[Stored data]

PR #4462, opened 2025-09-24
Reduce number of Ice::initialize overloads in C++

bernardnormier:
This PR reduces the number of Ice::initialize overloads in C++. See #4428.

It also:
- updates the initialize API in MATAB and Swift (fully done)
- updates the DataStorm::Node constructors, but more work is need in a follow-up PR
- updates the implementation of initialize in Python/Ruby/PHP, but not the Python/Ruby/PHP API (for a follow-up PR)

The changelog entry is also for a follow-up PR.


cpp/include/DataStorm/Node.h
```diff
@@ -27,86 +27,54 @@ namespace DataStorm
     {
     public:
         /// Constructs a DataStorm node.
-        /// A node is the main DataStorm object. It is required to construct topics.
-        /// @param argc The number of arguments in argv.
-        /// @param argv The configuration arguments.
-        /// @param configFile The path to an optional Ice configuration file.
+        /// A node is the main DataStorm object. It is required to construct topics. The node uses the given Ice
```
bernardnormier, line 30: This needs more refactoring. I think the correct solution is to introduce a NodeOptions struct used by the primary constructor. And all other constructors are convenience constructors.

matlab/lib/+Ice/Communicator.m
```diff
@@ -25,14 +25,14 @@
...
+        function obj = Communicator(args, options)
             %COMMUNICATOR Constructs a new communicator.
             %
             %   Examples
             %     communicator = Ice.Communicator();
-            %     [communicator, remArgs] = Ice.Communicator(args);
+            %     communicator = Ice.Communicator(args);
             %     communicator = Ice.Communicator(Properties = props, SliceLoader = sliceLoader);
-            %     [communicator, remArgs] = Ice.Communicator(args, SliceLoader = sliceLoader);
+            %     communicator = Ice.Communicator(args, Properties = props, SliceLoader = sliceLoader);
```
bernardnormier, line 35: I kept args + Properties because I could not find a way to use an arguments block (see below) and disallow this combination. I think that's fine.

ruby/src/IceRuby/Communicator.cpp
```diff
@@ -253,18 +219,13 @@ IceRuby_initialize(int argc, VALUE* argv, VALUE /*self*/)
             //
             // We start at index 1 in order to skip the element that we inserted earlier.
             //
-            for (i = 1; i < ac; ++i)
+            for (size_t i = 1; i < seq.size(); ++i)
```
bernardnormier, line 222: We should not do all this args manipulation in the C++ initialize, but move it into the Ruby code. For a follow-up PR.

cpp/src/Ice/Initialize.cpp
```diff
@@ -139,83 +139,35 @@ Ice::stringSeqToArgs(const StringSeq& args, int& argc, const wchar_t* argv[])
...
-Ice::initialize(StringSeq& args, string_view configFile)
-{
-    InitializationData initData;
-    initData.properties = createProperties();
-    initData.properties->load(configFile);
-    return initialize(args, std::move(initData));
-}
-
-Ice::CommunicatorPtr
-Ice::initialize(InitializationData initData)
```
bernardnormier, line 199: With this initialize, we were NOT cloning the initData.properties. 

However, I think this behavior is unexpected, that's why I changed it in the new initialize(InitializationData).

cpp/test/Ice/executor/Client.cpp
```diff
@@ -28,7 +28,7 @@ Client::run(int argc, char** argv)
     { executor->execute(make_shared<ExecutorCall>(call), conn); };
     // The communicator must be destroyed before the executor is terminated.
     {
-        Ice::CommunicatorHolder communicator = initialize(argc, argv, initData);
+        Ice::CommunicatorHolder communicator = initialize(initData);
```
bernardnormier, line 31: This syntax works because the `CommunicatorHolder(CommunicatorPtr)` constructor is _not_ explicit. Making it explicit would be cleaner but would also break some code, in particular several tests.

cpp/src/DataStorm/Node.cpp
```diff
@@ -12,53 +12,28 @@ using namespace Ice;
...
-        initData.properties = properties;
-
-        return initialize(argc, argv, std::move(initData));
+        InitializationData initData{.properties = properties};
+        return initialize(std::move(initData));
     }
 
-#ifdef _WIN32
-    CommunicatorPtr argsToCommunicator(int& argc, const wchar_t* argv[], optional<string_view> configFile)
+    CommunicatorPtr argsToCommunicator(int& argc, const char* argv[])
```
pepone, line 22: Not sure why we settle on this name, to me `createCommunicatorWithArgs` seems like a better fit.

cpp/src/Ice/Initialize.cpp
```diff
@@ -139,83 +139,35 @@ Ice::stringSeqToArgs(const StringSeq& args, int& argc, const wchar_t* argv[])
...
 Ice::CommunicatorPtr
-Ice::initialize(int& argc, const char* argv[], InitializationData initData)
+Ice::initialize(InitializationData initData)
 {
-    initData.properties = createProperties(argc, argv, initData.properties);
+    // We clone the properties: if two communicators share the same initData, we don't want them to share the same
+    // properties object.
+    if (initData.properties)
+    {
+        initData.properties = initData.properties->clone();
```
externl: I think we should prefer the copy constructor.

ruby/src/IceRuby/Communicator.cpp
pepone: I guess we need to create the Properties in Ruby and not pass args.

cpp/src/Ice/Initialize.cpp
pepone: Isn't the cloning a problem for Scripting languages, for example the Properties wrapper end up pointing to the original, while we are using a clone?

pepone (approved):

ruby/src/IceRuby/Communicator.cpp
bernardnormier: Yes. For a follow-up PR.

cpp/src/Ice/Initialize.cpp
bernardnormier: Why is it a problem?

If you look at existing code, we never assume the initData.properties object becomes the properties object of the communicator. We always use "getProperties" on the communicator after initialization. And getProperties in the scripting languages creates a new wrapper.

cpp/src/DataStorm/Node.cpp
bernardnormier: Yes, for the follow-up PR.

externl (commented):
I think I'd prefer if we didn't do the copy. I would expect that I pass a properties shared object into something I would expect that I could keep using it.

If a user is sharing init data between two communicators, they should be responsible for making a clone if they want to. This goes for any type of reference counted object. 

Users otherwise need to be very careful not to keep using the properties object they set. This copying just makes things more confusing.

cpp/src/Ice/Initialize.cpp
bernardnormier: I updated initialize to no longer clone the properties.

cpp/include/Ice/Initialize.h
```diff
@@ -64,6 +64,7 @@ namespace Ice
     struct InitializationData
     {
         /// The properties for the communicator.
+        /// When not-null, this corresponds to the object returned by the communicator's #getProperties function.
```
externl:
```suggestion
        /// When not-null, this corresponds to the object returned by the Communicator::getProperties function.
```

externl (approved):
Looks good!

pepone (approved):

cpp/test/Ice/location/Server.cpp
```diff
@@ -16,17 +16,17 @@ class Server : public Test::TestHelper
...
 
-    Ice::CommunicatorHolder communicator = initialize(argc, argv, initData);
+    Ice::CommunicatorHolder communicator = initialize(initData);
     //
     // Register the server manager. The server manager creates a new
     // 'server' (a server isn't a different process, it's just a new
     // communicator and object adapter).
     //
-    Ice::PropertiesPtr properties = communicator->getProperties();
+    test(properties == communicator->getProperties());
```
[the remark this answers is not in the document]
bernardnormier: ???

→ **Requirement**:
Write the records above out again, exactly as they are.

→ **Expected answer**:
PR #4462, opened 2025-09-24
Reduce number of Ice::initialize overloads in C++

bernardnormier:
This PR reduces the number of Ice::initialize overloads in C++. See #4428.

It also:
- updates the initialize API in MATAB and Swift (fully done)
- updates the DataStorm::Node constructors, but more work is need in a follow-up PR
- updates the implementation of initialize in Python/Ruby/PHP, but not the Python/Ruby/PHP API (for a follow-up PR)

The changelog entry is also for a follow-up PR.


cpp/include/DataStorm/Node.h
```diff
@@ -27,86 +27,54 @@ namespace DataStorm
     {
     public:
         /// Constructs a DataStorm node.
-        /// A node is the main DataStorm object. It is required to construct topics.
-        /// @param argc The number of arguments in argv.
-        /// @param argv The configuration arguments.
-        /// @param configFile The path to an optional Ice configuration file.
+        /// A node is the main DataStorm object. It is required to construct topics. The node uses the given Ice
```
bernardnormier, line 30: This needs more refactoring. I think the correct solution is to introduce a NodeOptions struct used by the primary constructor. And all other constructors are convenience constructors.

matlab/lib/+Ice/Communicator.m
```diff
@@ -25,14 +25,14 @@
...
+        function obj = Communicator(args, options)
             %COMMUNICATOR Constructs a new communicator.
             %
             %   Examples
             %     communicator = Ice.Communicator();
-            %     [communicator, remArgs] = Ice.Communicator(args);
+            %     communicator = Ice.Communicator(args);
             %     communicator = Ice.Communicator(Properties = props, SliceLoader = sliceLoader);
-            %     [communicator, remArgs] = Ice.Communicator(args, SliceLoader = sliceLoader);
+            %     communicator = Ice.Communicator(args, Properties = props, SliceLoader = sliceLoader);
```
bernardnormier, line 35: I kept args + Properties because I could not find a way to use an arguments block (see below) and disallow this combination. I think that's fine.

ruby/src/IceRuby/Communicator.cpp
```diff
@@ -253,18 +219,13 @@ IceRuby_initialize(int argc, VALUE* argv, VALUE /*self*/)
             //
             // We start at index 1 in order to skip the element that we inserted earlier.
             //
-            for (i = 1; i < ac; ++i)
+            for (size_t i = 1; i < seq.size(); ++i)
```
bernardnormier, line 222: We should not do all this args manipulation in the C++ initialize, but move it into the Ruby code. For a follow-up PR.

cpp/src/Ice/Initialize.cpp
```diff
@@ -139,83 +139,35 @@ Ice::stringSeqToArgs(const StringSeq& args, int& argc, const wchar_t* argv[])
...
-Ice::initialize(StringSeq& args, string_view configFile)
-{
-    InitializationData initData;
-    initData.properties = createProperties();
-    initData.properties->load(configFile);
-    return initialize(args, std::move(initData));
-}
-
-Ice::CommunicatorPtr
-Ice::initialize(InitializationData initData)
```
bernardnormier, line 199: With this initialize, we were NOT cloning the initData.properties. 

However, I think this behavior is unexpected, that's why I changed it in the new initialize(InitializationData).

cpp/test/Ice/executor/Client.cpp
```diff
@@ -28,7 +28,7 @@ Client::run(int argc, char** argv)
     { executor->execute(make_shared<ExecutorCall>(call), conn); };
     // The communicator must be destroyed before the executor is terminated.
     {
-        Ice::CommunicatorHolder communicator = initialize(argc, argv, initData);
+        Ice::CommunicatorHolder communicator = initialize(initData);
```
bernardnormier, line 31: This syntax works because the `CommunicatorHolder(CommunicatorPtr)` constructor is _not_ explicit. Making it explicit would be cleaner but would also break some code, in particular several tests.

cpp/src/DataStorm/Node.cpp
```diff
@@ -12,53 +12,28 @@ using namespace Ice;
...
-        initData.properties = properties;
-
-        return initialize(argc, argv, std::move(initData));
+        InitializationData initData{.properties = properties};
+        return initialize(std::move(initData));
     }
 
-#ifdef _WIN32
-    CommunicatorPtr argsToCommunicator(int& argc, const wchar_t* argv[], optional<string_view> configFile)
+    CommunicatorPtr argsToCommunicator(int& argc, const char* argv[])
```
pepone, line 22: Not sure why we settle on this name, to me `createCommunicatorWithArgs` seems like a better fit.

cpp/src/Ice/Initialize.cpp
```diff
@@ -139,83 +139,35 @@ Ice::stringSeqToArgs(const StringSeq& args, int& argc, const wchar_t* argv[])
...
 Ice::CommunicatorPtr
-Ice::initialize(int& argc, const char* argv[], InitializationData initData)
+Ice::initialize(InitializationData initData)
 {
-    initData.properties = createProperties(argc, argv, initData.properties);
+    // We clone the properties: if two communicators share the same initData, we don't want them to share the same
+    // properties object.
+    if (initData.properties)
+    {
+        initData.properties = initData.properties->clone();
```
externl: I think we should prefer the copy constructor.

ruby/src/IceRuby/Communicator.cpp
pepone: I guess we need to create the Properties in Ruby and not pass args.

cpp/src/Ice/Initialize.cpp
pepone: Isn't the cloning a problem for Scripting languages, for example the Properties wrapper end up pointing to the original, while we are using a clone?

pepone (approved):

ruby/src/IceRuby/Communicator.cpp
bernardnormier: Yes. For a follow-up PR.

cpp/src/Ice/Initialize.cpp
bernardnormier: Why is it a problem?

If you look at existing code, we never assume the initData.properties object becomes the properties object of the communicator. We always use "getProperties" on the communicator after initialization. And getProperties in the scripting languages creates a new wrapper.

cpp/src/DataStorm/Node.cpp
bernardnormier: Yes, for the follow-up PR.

externl (commented):
I think I'd prefer if we didn't do the copy. I would expect that I pass a properties shared object into something I would expect that I could keep using it.

If a user is sharing init data between two communicators, they should be responsible for making a clone if they want to. This goes for any type of reference counted object. 

Users otherwise need to be very careful not to keep using the properties object they set. This copying just makes things more confusing.

cpp/src/Ice/Initialize.cpp
bernardnormier: I updated initialize to no longer clone the properties.

cpp/include/Ice/Initialize.h
```diff
@@ -64,6 +64,7 @@ namespace Ice
     struct InitializationData
     {
         /// The properties for the communicator.
+        /// When not-null, this corresponds to the object returned by the communicator's #getProperties function.
```
externl:
```suggestion
        /// When not-null, this corresponds to the object returned by the Communicator::getProperties function.
```

externl (approved):
Looks good!

pepone (approved):

cpp/test/Ice/location/Server.cpp
```diff
@@ -16,17 +16,17 @@ class Server : public Test::TestHelper
...
 
-    Ice::CommunicatorHolder communicator = initialize(argc, argv, initData);
+    Ice::CommunicatorHolder communicator = initialize(initData);
     //
     // Register the server manager. The server manager creates a new
     // 'server' (a server isn't a different process, it's just a new
     // communicator and object adapter).
     //
-    Ice::PropertiesPtr properties = communicator->getProperties();
+    test(properties == communicator->getProperties());
```
[the remark this answers is not in the document]
bernardnormier: ???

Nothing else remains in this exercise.